Stored items
Issue #1854, opened 2019-07-27
Multi-Game Save Importing


sorlok:
Hey all,

Some RPG Maker games allowed importing save files from previous versions (e.g., Legion Saga 1 -> Legion Saga 2) or were episodic (e.g., "The Way", Episodes 1->6). They accomplished this by asking players to copy save files from the old game's folder to the new game's folder, using a specific Map ID to synchronize the load.

I think it would be nice to have built-in support for this, since copying files around is not trivial on some platforms. I wrote some sample code to accomplish this:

Your goal
Extract exactly the leading lines of the data, stopping at and including the line with "Some RPG Maker".

Your response
Issue #1854, opened 2019-07-27
Multi-Game Save Importing


sorlok:
Hey all,

Some RPG Maker games allowed importing save files from previous versions (e.g., Legion Saga 1 -> Legion Saga 2) or were episodic (e.g., "The Way", Episodes 1->6). They accomplished this by asking players to copy save files from the old game's folder to the new game's folder, using a specific Map ID to synchronize the load.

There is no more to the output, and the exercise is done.